The following table summarizes the resource utilization for the optimized, standard state machine approach:

The ISE 10.1i SP3 implementation results are as follows:

Number of Slice FFs:            105
Number of 4-input LUTs:         178
Number of Occupied Slices:      146
Total Number of 4-input LUTs:   179 (1 used for route-through)

Number of BUFGMUXs:             1
Number of BlockRAMs             1   (RTFIFO_BRAM.coe)

Best Case Achievable:           11.316 ns (N/A ns SETUP; 2.939 ns HOLD)

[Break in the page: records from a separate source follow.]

PR #460, opened 2026-05-16
Truncate backup CronJob name to avoid exceeding K8s label limit

lmiccini:
When the combined CronJob name (galera + backup CR names) exceeds 47 characters, the auto-generated Job name with its timestamp suffix can exceed the 63-character Kubernetes label value limit, causing Job creation to fail. Truncate and append a short SHA256 hash to keep names unique while staying within the limit.

### DIFF
--- a/internal/mariadb/backup/utils.go
+++ b/internal/mariadb/backup/utils.go
@@ -1,10 +1,37 @@
 package mariadbbackup
 
-import mariadbv1 "github.com/openstack-k8s-operators/mariadb-operator/api/v1beta1"
+import (
+	"crypto/sha256"
+	"fmt"
 
-// BackupCronJobName - name of the cronjob resource created for a backup CR
+	mariadbv1 "github.com/openstack-k8s-operators/mariadb-operator/api/v1beta1"
+)
+
+const (
+	// backupJobMaxLabelLen is the maximum CronJob name length that keeps
+	// auto-generated Job names within the 63-character Kubernetes label
+	// value limit. We reserve 16 characters for the timestamp suffix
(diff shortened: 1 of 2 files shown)


stuggi:
wondering if it would be just easier to call the cronjob like the galerabackup and just not do it `<galerabackup>-backup-<galeraname>`. we already have all the data as labels in the cronjob:

```
  labels:                           
    app: galera                             
    cr: galera-openstack                                                                      
    galera/name: openstack                
    galera/namespace: openstack   
    galera/uid: ce268643-f3d2-4418-a1e1-e353baea9f51            
    owner: mariadb-operator     
    service: openstack-galera    
```

stuggi:
In any case I think we have to delete the old one and re-create it for updates? otherwise we end up with 2 cronjobs per galerabackup?

dciabrin:
The idea behind the naming convention for the resources created by the GaleraBackup CR was to allow different backups on the same galera CR, as well as to avoid ambiguities when listing PVC/cronjob and whatnot.

If we start hashing for reclaiming size, I'm concerned we'll end up making day two operation more tedious, so is this issue theoretical or is it already impacting test deployments?

If anything, I'd prefer to remove ref to the galera DB in the name to shorten the generated identifier rather than obfuscate the label with a hash. I can perform internal tests and report back.

lmiccini:
so we drop this for https://github.com/openstack-k8s-operators/mariadb-operator/pull/463 ?

lmiccini:
going with https://github.com/openstack-k8s-operators/mariadb-operator/pull/463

Comparing the two results shows that the microprogrammed implementation has some distinct advantages over the RTL-only approach. It is possible to take advantage of some of the benefits of the microprogrammed state machine approach without resorting to a microprogrammed state machine. For example, it is possible to use a LUT-based, distributed RAM to implement the the registers. This optimization alone will reduce the number of registers/FFs from 105 to approximately 57. It will not, however, come close to matching the better than 4:1 reduction in registers that the microprogrammed approach provides. Neither will it achieve the better than 2:1 reduction in the number of occupied slices that the microprogrammed approach achieves.

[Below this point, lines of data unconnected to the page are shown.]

PR #463, opened 2026-05-18
Shorten name of resources created by galerabackup

dciabrin:
This prevents cases where instantiating job would fail when labels configured to set up the job exceed the k8s limit of 63 characters.

Note: by changing the naming convention of the pvc and cronjob generated for a galerabackup CR, we are leaving behind old resources.

### DIFF
--- a/internal/mariadb/backup/utils.go
+++ b/internal/mariadb/backup/utils.go
@@ -1,23 +1,31 @@
 package mariadbbackup
 
-import mariadbv1 "github.com/openstack-k8s-operators/mariadb-operator/api/v1beta1"
+import (
+	labels "github.com/openstack-k8s-operators/lib-common/modules/common/labels"
+	mariadbv1 "github.com/openstack-k8s-operators/mariadb-operator/api/v1beta1"
+)
 
 // BackupCronJobName - name of the cronjob resource created for a backup CR
-func BackupCronJobName(b *mariadbv1.GaleraBackup, g *mariadbv1.Galera) string {
-	return g.Name + "-backup-" + b.Name
+func BackupCronJobName(b *mariadbv1.GaleraBackup) string {
+	return "backup-" + b.Name
 }
 
 // BackupPVCName returns the name of the PVC resource that stores .sql backup files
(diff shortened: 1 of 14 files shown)


internal/mariadb/backup/utils.go
```diff
@@ -4,20 +4,20 @@ import mariadbv1 "github.com/openstack-k8s-operators/mariadb-operator/api/v1beta
...
 // BackupTransferPVCName returns the name of the PVC resource that stores temporary binary backup data
 func BackupTransferPVCName(b *mariadbv1.GaleraBackup, g *mariadbv1.Galera) string {
-	return "mysql-transfer-" + g.Name + "-backup-" + b.Name
+	return "mysql-transfer-" + b.Name
 }
 
 // RestorePodName - name of the pod resource created by a GaleraRestore CR
 func RestorePodName(r *mariadbv1.GaleraRestore, g *mariadbv1.Galera) string {
-	return g.Name + "-restore-" + r.Name
+	return "restore-" + r.Name
```
stuggi, line 25: maybe in https://github.com/openstack-k8s-operators/mariadb-operator/blob/main/internal/mariadb/backup/restorepod.go#L13 we can add a label to the pod with the galerarestore name? for documentation on which pod to wait we could remove the need to know the naming format. just for making https://github.com/openstack-k8s-operators/ci-framework/pull/3886/changes#diff-10e89b09a7eb086f3741d3e56cf2cf72f02df2a9c88f0ef89db04e8585c9673bR331 and https://github.com/openstack-k8s-operators/dev-docs/blob/main/backup-restore/user-guide.md#step-7-service-database-restore a bit more generic.

stuggi: or we just document that its `restore-<galerarestore name>`.

dciabrin: Something like that? https://github.com/openstack-k8s-operators/mariadb-operator/pull/463/changes#diff-0a7b4acada262caa77c6d3ab82eabc96a44e4a3e3f3041cb19227e11a4218220R19

abays (commented):
+1 from me

stuggi (approved):
/lgtm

The microprogrammed Rx/Tx FIFO provided in this repo is a design approach that should be carefully considered when using RAM-based FPGAs. In many situtations, a standard, RTL-based approach fails to take full advantage of the features of RAM-based FPGAs, and will result in an inefficient use of the FPGA. Given the cost of implementing any design in an FPGA and the cost of the device itself, designers should seek to maximize the amount of circuitry/logic that can be incorporated into an FPGA. In many cases, a microprogrammed approach will result in a faster, more resource efficient implementation. This alone may be sufficient to reduce the size of the device shipped in a product, or it may allow an existing product to include additional features prior to or after shipment.

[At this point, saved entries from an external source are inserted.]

PR #467, opened 2026-05-23
Fix missing-dbrootpassword chainsaw test failing in CI

lmiccini:
Remove hardcoded containerImage from the assert file. The test applies a Galera CR without specifying containerImage, so the webhook defaults it. In CI the default is a sha256 digest, which never matches the hardcoded tag.


lmiccini:
this should fix the issue seen in https://github.com/openshift/release/pull/79648

zzzeek (approved):
claude FTW on that.   we have to figure out how to catch it doing things like this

As a final comment. Given the dual-port nature of most FPGA block RAMs, or the ease with which a dual-port capability can be incorporated into distributed, LUT-based RAM, it is possible to incorporate some form of writable control store in virtually any microprogrammed state machine implementation. With some forethought and planning, FPGAs incorporating complex state machines can easily be configured to be in-circuit re-writable. The potential flexibility that a writable microprogram control store provides can not be easily quantified. In other words, it is potentially "priceless".


Update 1 - 14 Mar 2015

While building a simulation, found an error in the definition of the ROM that holds the microprogram. In the original release, ROM was defined as a wire. Synthesis of the module did not report any unexpected errors or warnings regarding ROM. However, ISim would terminate with an access violation exception. After a bit of work to isolate the issue, the definition of ROM was changed from a wire to a reg. This change cleared up the ISim access violation exception. Resynthesizing to module yielded the same results. Apparently synthesis is more tolerant than ISim.

Update 2 - 15 Mar 2015

Completed the self-checking testbench. Found two errors in the microprogrammed SM implementation: (1) width of the summer set to match the width of the BRAM address instead of the required width of the FIFO address; (2) used the wrong signal to create the delayed output register write strobe. Also found one error in the standard SM version, after synchronization with the microprogrammed version: the FIFO select signal had been left out of the address for the FIFO RAM. Both versions now pass the testbench, and have a state diagram that matches the original implementations.